■ WORK ORDER
Retype exactly the lines from the one holding "- [ ] Press" through the final line of the data, both included.

Saved data entries:
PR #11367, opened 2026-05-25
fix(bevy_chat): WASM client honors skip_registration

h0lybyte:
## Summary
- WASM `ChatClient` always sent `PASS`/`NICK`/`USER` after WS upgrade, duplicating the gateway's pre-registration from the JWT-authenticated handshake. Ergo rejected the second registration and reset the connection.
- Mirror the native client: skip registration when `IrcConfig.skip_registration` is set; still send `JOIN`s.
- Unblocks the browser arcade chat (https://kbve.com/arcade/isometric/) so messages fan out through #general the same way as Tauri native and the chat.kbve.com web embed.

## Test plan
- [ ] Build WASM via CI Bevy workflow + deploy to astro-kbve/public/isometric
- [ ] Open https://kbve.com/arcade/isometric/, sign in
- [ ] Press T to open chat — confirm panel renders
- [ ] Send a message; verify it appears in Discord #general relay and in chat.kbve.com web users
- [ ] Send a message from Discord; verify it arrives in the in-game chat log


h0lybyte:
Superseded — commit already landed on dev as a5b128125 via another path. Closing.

■ RESPONSE TO THIS EXERCISE
- [ ] Press T to open chat — confirm panel renders
- [ ] Send a message; verify it appears in Discord #general relay and in chat.kbve.com web users
- [ ] Send a message from Discord; verify it arrives in the in-game chat log


h0lybyte:
Superseded — commit already landed on dev as a5b128125 via another path. Closing.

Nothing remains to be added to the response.